Maybe if you share the make and model people could be more help but I doubt it.


----------



## JFlare (Feb 3, 2017)

there. It is an acer C72OP

--------------------- MERGED ---------------------------



Luckkill4u said:


> I remember last year Google was giving away $100,000 to the first person to crack it.


so, your saying that since i got enterprise policy software off installed by the school, I could get $100,000 :o


----------



## shaunj66 (Feb 3, 2017)

Try installing the Chrome recovery utility on a PC and create a recovery USB stick. Reboot the Chromebook with ESC+REFRESH+POWER buttons and insert the USB key. It will wipe the Chromebook partitions so you'll lose data but I'm not 100% sure it will defeat enterprise enrollment. Worth a shot though.

Posting from my C720 now, great little machine!

Edit: Found this, try it:
https://forum.xda-developers.com/ha...-to-remove-enterprise-enrolment-acer-t3233013


----------



## EthanAddict (Feb 3, 2017)

http://www.chromium.org/chromium-os/developer-information-for-chrome-os-devices/acer-c720-chromebook


----------



## JFlare (Feb 3, 2017)

@EthanAddict I can not access developer mode, rendering this useless.

@shaunj66 Ill try that


----------



## EthanAddict (Feb 3, 2017)

JFlare said:


> @EthanAddict I can not access developer mode, rendering this useless.
> 
> @shaunj66 Ill try that



Try the hard, RE way...


----------



## JFlare (Feb 3, 2017)

you mean the esc. refresh, power thing? i did that, and it said it would wipe the local data. It also said that developer mode was disabled.  I have read that I could remove the power source a few times and reinsert it, but that also runs a high chance of bricking the device


----------



## EthanAddict (Feb 3, 2017)

JFlare said:


> you mean the esc. refresh, power thing? i did that, and it said it would wipe the local data. It also said that developer mode was disabled.  I have read that I could remove the power source a few times and reinsert it, but that also runs a high chance of bricking the device



Brick it and blame the admins


----------



## JFlare (Feb 3, 2017)

Then they give me a new one, and then I have to start all over. It was already hard enough deleting the blocking app...


----------



## Futurdreamz (Feb 4, 2017)

I presume that Chromebook was given to you to do schoolwork on? That computer was given to you but is still school property and is intended for school use. What you're asking is like cutting holes in the box of the company truck to install smokestacks.


----------



## AtomSmasherMazionga (Feb 4, 2017)

Dunno if it would work, but try installing something like Linux mint to an SD or USB stick. Use Linux. Problem solved.


----------



## ItsKipz (Feb 4, 2017)

https://github.com/reynhout/chrx


----------



## JFlare (Feb 4, 2017)

I can not go on developer mode...


----------



## DinohScene (Feb 4, 2017)

If it has an removable SSD then I'd just take out the SSD.

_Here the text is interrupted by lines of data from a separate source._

PR #457, opened 2019-10-06
Added win32 to the build matrix

cansarigol:
as per comment in #402 , separated PR for win32 tests in Travis

### DIFF
--- a/.travis.yml
+++ b/.travis.yml
@@ -36,6 +36,8 @@ matrix:
   # Should still investigate failures periodically for new APIs.
   fast_finish: true
   allow_failures:
+    # FIX
+    # Some tests not yet resolved for Windows. (In progress)
     - os: windows
     # Allow builds to fail when using '-dev' Python versions.
     # We should still investigate failures periodically for new APIs.
--- a/.travis.yml
+++ b/.travis.yml
@@ -18,7 +18,6 @@ matrix:
       env: NOX_SESSION=test-3.6
     - python: 3.7
       env: NOX_SESSION=test-3.7
-
     - python: 3.8-dev
       env: NOX_SESSION=test-3.8
       dist: bionic # Required to get OpenSSL 1.1.1+
--- a/.travis.yml
+++ b/.travis.yml
@@ -32,8 +32,6 @@ matrix:
         - choco install python --version 3.7
         - python -m pip install --upgrade pip
 
-  # Allow builds to fail when using '-dev' Python versions
-  # Should still investigate failures periodically for new APIs.
   fast_finish: true
   allow_failures:
     # FIX
--- a/.travis.yml
+++ b/.travis.yml
@@ -9,22 +9,17 @@ branches:
 
 matrix:
   include:
-    - os: linux
-      python: 3.7
+    - python: 3.7
       env: NOX_SESSION=check
-    - os: linux
-      python: 3.7
+    - python: 3.7
       env: NOX_SESSION=docs
 
-    - os: linux
-      python: 3.6
+    - python: 3.6
       env: NOX_SESSION=test-3.6
-    - os: linux
-      python: 3.7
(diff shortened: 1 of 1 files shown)


.travis.yml
```diff
@@ -9,24 +9,78 @@ branches:
...
+
+    - os: windows
+      language: shell
+      python: 3.8-dev
+      env:
+        PATH=/c/Python38:/c/Python38/Scripts:$PATH
+        NOX_SESSION=test-3.8
+      before_install:
+        - choco install python --pre
+        - python -m pip install --upgrade pip
```
florimondmanca: Could we restrict these to only the `test-3.7` session? Check and docs aren't really dependent on the OS, and not running 3.6 and 3.8-dev is a good compromise to keeping the build light enough while having basic Windows coverage.

.travis.yml
```diff
@@ -9,24 +9,78 @@ branches:
...
+    - os: linux
+      python: 3.6
       env: NOX_SESSION=test-3.6
-    - python: 3.7
+    - os: linux
+      python: 3.7
       env: NOX_SESSION=test-3.7
-    - python: 3.8-dev
+
+    - os: linux
```
florimondmanca: Is specifying `os: linux` actually required? I believe it is the default on Travis CI.

.travis.yml
```diff
@@ -9,24 +9,78 @@ branches:
...
+        NOX_SESSION=test-3.8
+      before_install:
+        - choco install python --pre
+        - python -m pip install --upgrade pip
   # Allow builds to fail when using '-dev' Python versions
   # Should still investigate failures periodically for new APIs.
   fast_finish: true
   allow_failures:
     - python: 3.8-dev
+    - os: windows
```
florimondmanca: Nice. :+1:

.travis.yml
```diff
@@ -9,24 +9,78 @@ branches:
...
+      language: shell
+      python: 3.8-dev
+      env:
+        PATH=/c/Python38:/c/Python38/Scripts:$PATH
+        NOX_SESSION=test-3.8
+      before_install:
+        - choco install python --pre
+        - python -m pip install --upgrade pip
   # Allow builds to fail when using '-dev' Python versions
   # Should still investigate failures periodically for new APIs.
```
florimondmanca: Should we move this comment so that it's clearer that it targets `- python: 3.8-dev`?

```yaml
fast_finish: true
allow_failures:
  - os: windows
  # Allow builds to fail when using '-dev' Python versions.
  # We should still investigate failures periodically for new APIs.
  - python: 3.8-dev
```

tomchristie:
So is the plan to get this in first, and then follow it up by getting the tests to pass on windows, and removing the "allow failure"?

florimondmanca:
@tomchristie Yup. Sounds reasonable?

tomchristie:
I'm okay with that, yeah. Generally a decent pattern. I guess we *could* include a comment in the `.travis.yml` file in the meantime. e.g. "# Some tests not yet resolved for Windows. In progress." or whatever.

.travis.yml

Good luck tho, I'll be watching this thread as it piqued me interest.


----------



## migles (Feb 4, 2017)

JFlare said:


> This Chromebook was given to me and the other students of my school


side question:
are you suppose to give the chromebook back, or it's yours forever?


----------



## JFlare (Feb 4, 2017)

no, not forever, but i will be having it for the next 4 years. And the administrators will be washing them on the spot when we are all done. or, i might just buy it from them if i so desire...

--------------------- MERGED ---------------------------

But I really don't like the restrictions they put on it.


----------



## EthanAddict (Feb 4, 2017)

JFlare said:


> no, not forever, but i will be having it for the next 4 years. And the administrators will be washing them on the spot when we are all done. or, i might just buy it from them if i so desire...

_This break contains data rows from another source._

PR #463, opened 2019-10-08
Unify timeout behaviour

### LINKED ISSUE #433: Passing 'timeout=None' should always result in no timeout

```python
import httpx

# (1)

# (2)

# (3)
client = httpx.Client()
```

---

```python
# models.py
UNSET = object()

# api.py
    ...
```

jcugat:
Fixes #433

Took a first stab at it. There are a few tests missing, but wanted to push it early to start getting some feedback.

### DIFF
--- a/httpx/config.py
+++ b/httpx/config.py
@@ -8,9 +8,18 @@ import certifi
 from .__version__ import __version__
 from .utils import get_ca_bundle_from_env, get_logger
 
+
+class UnsetType:
+    pass
+
+
+UNSET = UnsetType()
+
 CertTypes = typing.Union[str, typing.Tuple[str, str], typing.Tuple[str, str, str]]
 VerifyTypes = typing.Union[str, bool, ssl.SSLContext]
-TimeoutTypes = typing.Union[float, typing.Tuple[float, float, float], "TimeoutConfig"]
+TimeoutTypes = typing.Union[
+    float, typing.Tuple[float, float, float], "TimeoutConfig", UnsetType
+]
 HTTPVersionTypes = typing.Union[
     str, typing.List[str], typing.Tuple[str], "HTTPVersionConfig"
 ]
@@ -241,6 +250,10 @@ class TimeoutConfig:
                 self.connect_timeout = timeout.connect_timeout
                 self.read_timeout = timeout.read_timeout
                 self.write_timeout = timeout.write_timeout
+            elif isinstance(timeout, UnsetType):
+                self.connect_timeout = DEFAULT_TIMEOUT_CONFIG.connect_timeout
+                self.read_timeout = DEFAULT_TIMEOUT_CONFIG.read_timeout
+                self.write_timeout = DEFAULT_TIMEOUT_CONFIG.write_timeout
             elif isinstance(timeout, tuple):
                 self.connect_timeout = timeout[0]
                 self.read_timeout = timeout[1]
--- a/httpx/config.py
+++ b/httpx/config.py
@@ -233,19 +233,31 @@ class TimeoutConfig:
         self,
         timeout: TimeoutTypes = None,
         *,
-        connect_timeout: float = None,
-        read_timeout: float = None,
-        write_timeout: float = None,
+        connect_timeout: typing.Union[float, UnsetType, None] = UNSET,
+        read_timeout: typing.Union[float, UnsetType, None] = UNSET,
+        write_timeout: typing.Union[float, UnsetType, None] = UNSET,
     ):
         if timeout is None:
-            self.connect_timeout = connect_timeout
-            self.read_timeout = read_timeout
-            self.write_timeout = write_timeout
+            self.connect_timeout: typing.Optional[float] = (
+                connect_timeout
+                if not isinstance(connect_timeout, UnsetType)
+                else DEFAULT_TIMEOUT_CONFIG.connect_timeout
+            )
+            self.read_timeout: typing.Optional[float] = (
+                read_timeout
+                if not isinstance(read_timeout, UnsetType)
+                else DEFAULT_TIMEOUT_CONFIG.read_timeout
+            )
+            self.write_timeout: typing.Optional[float] = (
+                write_timeout
+                if not isinstance(write_timeout, UnsetType)
+                else DEFAULT_TIMEOUT_CONFIG.write_timeout
+            )
         else:
             # Specified as a single timeout value
-            assert connect_timeout is None
-            assert read_timeout is None
-            assert write_timeout is None
+            assert connect_timeout is UNSET
+            assert read_timeout is UNSET
+            assert write_timeout is UNSET
             if isinstance(timeout, TimeoutConfig):
                 self.connect_timeout = timeout.connect_timeout
                 self.read_timeout = timeout.read_timeout
--- a/httpx/dispatch/connection.py
+++ b/httpx/dispatch/connection.py
@@ -75,7 +75,7 @@ class HTTPConnection(AsyncDispatcher):
         timeout: TimeoutTypes = UNSET,
     ) -> None:
         ssl = self.ssl.with_overrides(verify=verify, cert=cert)
-        timeout = TimeoutConfig(timeout if timeout is not UNSET else self.timeout)
+        timeout = self.timeout if timeout is UNSET else TimeoutConfig(timeout)
 
         host = self.origin.host
         port = self.origin.port
--- a/httpx/dispatch/connection.py
+++ b/httpx/dispatch/connection.py
@@ -5,7 +5,7 @@ import typing
 from ..concurrency.asyncio import AsyncioBackend
 from ..concurrency.base import ConcurrencyBackend
 from ..config import (
-    DEFAULT_TIMEOUT_CONFIG,
+    UNSET,
     CertTypes,
     HTTPVersionConfig,
     HTTPVersionTypes,
@@ -34,7 +34,7 @@ class HTTPConnection(AsyncDispatcher):
         verify: VerifyTypes = True,
         cert: CertTypes = None,
         trust_env: bool = None,
-        timeout: TimeoutTypes = DEFAULT_TIMEOUT_CONFIG,
+        timeout: TimeoutTypes = UNSET,
         http_versions: HTTPVersionTypes = None,
         backend: ConcurrencyBackend = None,
         release_func: typing.Optional[ReleaseCallback] = None,
@@ -53,8 +53,10 @@ class HTTPConnection(AsyncDispatcher):
         request: AsyncRequest,
         verify: VerifyTypes = None,
         cert: CertTypes = None,
-        timeout: TimeoutTypes = None,
+        timeout: TimeoutTypes = UNSET,
     ) -> AsyncResponse:
+        timeout = timeout if timeout is not UNSET else self.timeout
+
         if self.h11_connection is None and self.h2_connection is None:
             await self.connect(verify=verify, cert=cert, timeout=timeout)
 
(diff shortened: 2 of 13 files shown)


httpx/config.py
```diff
@@ -8,9 +8,18 @@
 from .__version__ import __version__
 from .utils import get_ca_bundle_from_env, get_logger
 
+
+class UnsetType:
+    pass
+
+
+UNSET = UnsetType()
```
jcugat: Had to put this here instead of the model package due to a circular dependency.

httpx/config.py
```diff
@@ -8,9 +8,18 @@
 from .__version__ import __version__
 from .utils import get_ca_bundle_from_env, get_logger
 
+
+class UnsetType:
```
jcugat: Unfortunately can't use this pattern

```py
UnsetType = NewType('UnsetType', object)
UNSET = UnsetType(object())
```

because `NewType` does not allow `isinstance()` on it, and it was needed otherwise mypy was complaining in `TimeoutConfig`.

httpx/dispatch/connection_pool.py
```diff
@@ -113,9 +113,13 @@ def num_connections(self) -> int:
...
         verify: VerifyTypes = None,
         cert: CertTypes = None,
-        timeout: TimeoutTypes = None,
+        timeout: TimeoutTypes = UNSET,
     ) -> AsyncResponse:
-        connection = await self.acquire_connection(origin=request.url.origin)
+        timeout = timeout if timeout is not UNSET else self.timeout
+
+        connection = await self.acquire_connection(
+            origin=request.url.origin, timeout=timeout
```
jcugat: Slight change from the previous code, now we use the provided `timeout` for acquiring the connection too.

httpx/config.py
florimondmanca: Yup, well done here.

From Python 3.8, `typing.Literal` would allow to solve this quite elegantly:

```python
import typing

UNSET = object()
MyCustomType = typing.Union[bool, typing.Literal[UNSET]]
```

Not sure that there'll be a backport to 3.6 and 3.7 unfortunately, but just thought it was interesting to share. :)

httpx/config.py
```diff
@@ -241,6 +250,10 @@ def __init__(
                 self.connect_timeout = timeout.connect_timeout
                 self.read_timeout = timeout.read_timeout
                 self.write_timeout = timeout.write_timeout
+            elif isinstance(timeout, UnsetType):
```
florimondmanca: Is there any reason (maybe type hints-related?) we can't use `elif timeout is UNSET` here?

httpx/config.py
```diff
@@ -241,6 +250,10 @@ def __init__(
                 self.connect_timeout = timeout.connect_timeout
                 self.read_timeout = timeout.read_timeout
                 self.write_timeout = timeout.write_timeout
```
florimondmanca: I can't comment on the lines that aren't in the diff, but shouldn't the first `if timeout is None` branch also draw default values from `DEFAULT_TIMEOUT_CONFIG`? Which seems to hint like we should also use `UNSET` as defaults here… because we might want to explicitly pass e.g. `connect_timeout=None` while using the defaults for other values?

httpx/dispatch/connection.py
```diff
@@ -70,10 +72,10 @@ def __init__(
         self,
         verify: VerifyTypes = None,
         cert: CertTypes = None,
-        timeout: TimeoutTypes = None,
+        timeout: TimeoutTypes = UNSET,
     ) -> None:
         ssl = self.ssl.with_overrides(verify=verify, cert=cert)
-        timeout = self.timeout if timeout is None else TimeoutConfig(timeout)
+        timeout = TimeoutConfig(timeout if timeout is not UNSET else self.timeout)
```
florimondmanca: Shouldn't we keep the same logic as before?

```suggestion
        timeout = self.timeout if timeout is UNSET else TimeoutConfig(timeout)
```

httpx/dispatch/proxy_http.py
```diff
@@ -84,12 +84,14 @@ def __init__(
...
-    async def acquire_connection(self, origin: Origin) -> HTTPConnection:
+    async def acquire_connection(
+        self, origin: Origin, timeout: TimeoutTypes = UNSET
+    ) -> HTTPConnection:
         if self.should_forward_origin(origin):
             logger.debug(
                 f"forward_connection proxy_url={self.proxy_url!r} origin={origin!r}"
             )
-            return await super().acquire_connection(self.proxy_url.origin)
+            return await super().acquire_connection(self.proxy_url.origin, timeout)
```
florimondmanca: Should we pass `timeout` as a keyword argument for consistency?

```suggestion
            return await super().acquire_connection(self.proxy_url.origin, timeout=timeout)
```

tests/client/test_async_client.py
```diff
@@ -146,3 +146,13 @@
 
     assert response.status_code == 200
     assert response.content == data
+
+
+async def test_async_client_timeout_default(server, backend):
+    async with httpx.AsyncClient(backend=backend) as client:
+        assert client.dispatch.timeout == httpx.config.UNSET
```
florimondmanca: So, maybe this is an odd behavior. Shouldn't we expect accessing the timeout config at any point in the chain to return a definite `TimeoutConfig` object? cc @tomchristie

tests/client/test_async_client.py
```diff
@@ -146,3 +146,13 @@
...
+
+
+async def test_async_client_timeout_disabled(server, backend):
+    async with httpx.AsyncClient(backend=backend, timeout=None) as client:
+        assert client.dispatch.timeout is None
```
florimondmanca: *Ideally*, to fully test tis we should make a request to the `/slow_response` endpoint of the server with a long delay (e.g. 100ms), surround the call with a "raise a timeout after x seconds" (where e.g. x = 50ms) instruction, and ensure that the timeout error is raised.

The "raise timeout after x seconds" instruction depends on the underlying async library, but we can add an util in `tests/concurrency.py` (single-dispatch stuff not listed here):

```python
import asyncio

async def timeout_after(delay, coroutine):
    try:
        await asyncio.wait(coroutine, timeout=delay)
    except asyncio.TimeoutError:
        raise TimeoutError


import trio

async def timeout_after(delay, coroutine):
    async with trio.move_on_after(delay) as cancel_scope:
        await coroutine
    if cancel_scope.cancelled_caught:
        raise TimeoutError
```

And use it like this:

```python
async def test_async_client_timeout_disabled(server, backend):
    url = server.url.replace_with(path="/slow_response/100")
    async with httpx.AsyncClient(backend=backend, timeout=None) as client:
        assert client.dispatch.timeout is None
        with pytest.raises(TimeoutError):
            await timeout_after(50e-3, client.get(url))
```

Or would this be too much?

httpx/config.py
florimondmanca: `config.py` is probably a nicer home for this constant anyway. :)

httpx/config.py
jcugat: I tried that first but `mypy` was complaining, I will reproduce the actual error once I get home, maybe there is something I missed.

httpx/dispatch/proxy_http.py
jcugat: In `connection_pool.py` we pass both origin and timeout as keyword arguments, maybe we should change both then?

tests/client/test_async_client.py
jcugat: I was struggling a bit to change the default timeout of the client (didn't want to have a test that took the full 5s of the default timeout), but I really like this approach. I'll add a few tests with this pattern!

httpx/dispatch/proxy_http.py
florimondmanca: Yep, sounds good.

tomchristie:
Having seen this going all the way through the stack like this I'm a whole lot more cautious about it.
Am less sure now that it's definatly what we want to do.

httpx/config.py
jcugat: It's available in the `typing_extensions` package https://github.com/python/typing/tree/master/typing_extensions

But I guess it's not worth adding a new dependency just for this (since we have the class workaround anyway).

httpx/config.py
jcugat: This is the mypy error:

```
httpx/config.py:262: error: Incompatible types in assignment (expression has type "Union[float, UnsetType]", variable has type "Optional[float]")
httpx/config.py:263: error: Incompatible types in assignment (expression has type "Union[float, UnsetType]", variable has type "Optional[float]")
httpx/config.py:264: error: Incompatible types in assignment (expression has type "Union[float, UnsetType]", variable has type "Optional[float]")
```

The weird thing is that it complains about these lines:
```
else:
    self.connect_timeout = timeout
    self.read_timeout = timeout
    self.write_timeout = timeout
```

httpx/config.py
jcugat: Right, changed. This implied a few more changes in the class.

httpx/dispatch/connection.py
jcugat: Reverted

httpx/dispatch/proxy_http.py
jcugat: Changed

jcugat:
@tomchristie your concern is that now we have an `UNSET` value that is exposed in `client.dispatch.timeout` (instead of actual timeout values), or the amount of code changes it required?
I'm trying to understand your point of view so I can think about alternatives.

jcugat:
Is there something else I can do to help push this forward?

httpx/config.py
Hanaasagi: emm, this is because you declare the type of `timeout` is `TimeoutTypes`(in `__init__` method). It's a `Union` which includes `UnsetType`. And  you declare the type of  `self.connect_timeout` is `typing.Optional[float]` in line 241. So if you use `elif timeout is UNSET`, any instance of `UnsetType` will enter the `else` branch.

httpx/config.py
Hanaasagi: @florimondmanca I think `typing.Literal` is not valid in this usage. `UNSET` is not a `Literal`.

florimondmanca:
@jcugat I remember we discussed in #433 about the option of using `timeout=False` to disable timeouts. I explore this possibility in #490, feel free to take a look over there. :)

tomchristie:
Thanks for having put a bunch of time into this!

It's bit out of sync now, but a good basis for figure out what we need.
Here's what I think...

* Drop `DEFAULT_TIMEOUT_CONFIG` from `config.py`.
* Instead declare a `DEFAULT_TIMEOUT = 5` in `client.py` (Closer to the source where it's used is better.)
* Declare an `UNSET = object()` in `client.py`
* Use `timeout = DEFAULT_TIMEOUT` on the `Client.__init__`, and on the base API methods.
* Use `timeout = UNSET` on `Client.request`, `Client.get` & pals, and `Client.send()`
* Don't pass `timeout=...` to the connection pool on `__init__`
* `.send()` should use `timeout = self.timeout if timeout is UNSET else timeout` to select either the client timeout, or the explicitly passed override timeout. https://github.com/encode/httpx/blob/3f686012222ea34597c53d41d6b7e84d7b782038/httpx/client.py#L345
* Everywhere else (eg. the dispatch API) takes an optional `timeout: TimeoutConfig() = None` argument, and just uses `timeout = TimeoutConfig() if timeout is None else timeout`. It won't need to select between `self.timeout` and `timeout` anymore, because that decision has been taken at a client level instead.

tomchristie:
Superseeded by #592 - Thanks so much for your time on this, it's been really helpful in getting it squared away!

If you are going to buy a laptop, don't buy it, chromebooks suck...


----------



## JFlare (Feb 4, 2017)

Here's the thing... if I keep it nice, when they let us buy it from them... we will only have to give them $1 for it


----------



## EthanAddict (Feb 4, 2017)

JFlare said:


> Here's the thing... if I keep it nice, when they let us buy it from them... we will only have to give them $1 for it



You mean if you keep it in a nice condition, you can pay them 1 dollar to buy it?


----------



## hahaha1234 (Feb 4, 2017)

Maybe this can help https://coolstar.org/chromebook/


----------



## JFlare (Feb 4, 2017)

Yea


----------



## EthanAddict (Feb 4, 2017)

JFlare said:


> Yea



I got mine for free(literally)


----------



## JFlare (Feb 4, 2017)

well then lucky you


----------



## EthanAddict (Feb 5, 2017)

JFlare said:


> well then lucky you



I mean literally, no present, no money given from me, not stolen, won on a competition...


----------



## YugamiSekai (Feb 5, 2017)

This thread has caught my attention as I too have a blocked school laptop. It's a HP Chromebook 11 G4 and if anyone has anything on modding it let me know.


----------